What to do
Starting at the first line of the data below, write out each line exactly until you reach the line containing "### Proposed change(s)", and include that line too.

Stored data

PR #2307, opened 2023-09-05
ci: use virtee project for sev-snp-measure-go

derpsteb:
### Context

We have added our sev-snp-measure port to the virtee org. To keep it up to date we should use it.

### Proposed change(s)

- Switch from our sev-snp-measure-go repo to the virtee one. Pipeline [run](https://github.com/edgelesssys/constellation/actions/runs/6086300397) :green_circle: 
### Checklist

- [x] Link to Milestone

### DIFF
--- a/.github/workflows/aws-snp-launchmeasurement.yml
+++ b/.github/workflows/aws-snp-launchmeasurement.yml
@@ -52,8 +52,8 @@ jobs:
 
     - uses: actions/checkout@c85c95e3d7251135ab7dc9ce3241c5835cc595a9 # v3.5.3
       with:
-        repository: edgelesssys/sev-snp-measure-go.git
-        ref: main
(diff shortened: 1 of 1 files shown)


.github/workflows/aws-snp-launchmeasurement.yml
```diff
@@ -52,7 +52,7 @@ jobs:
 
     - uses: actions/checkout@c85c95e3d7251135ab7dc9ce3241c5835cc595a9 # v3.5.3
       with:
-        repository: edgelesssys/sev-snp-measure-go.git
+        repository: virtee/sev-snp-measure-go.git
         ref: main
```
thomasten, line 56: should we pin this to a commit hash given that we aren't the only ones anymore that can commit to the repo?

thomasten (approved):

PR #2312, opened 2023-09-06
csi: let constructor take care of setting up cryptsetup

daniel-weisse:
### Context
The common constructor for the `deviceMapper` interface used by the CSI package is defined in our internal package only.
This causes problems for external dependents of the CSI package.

Response
PR #2307, opened 2023-09-05
ci: use virtee project for sev-snp-measure-go

derpsteb:
### Context

We have added our sev-snp-measure port to the virtee org. To keep it up to date we should use it.

### Proposed change(s)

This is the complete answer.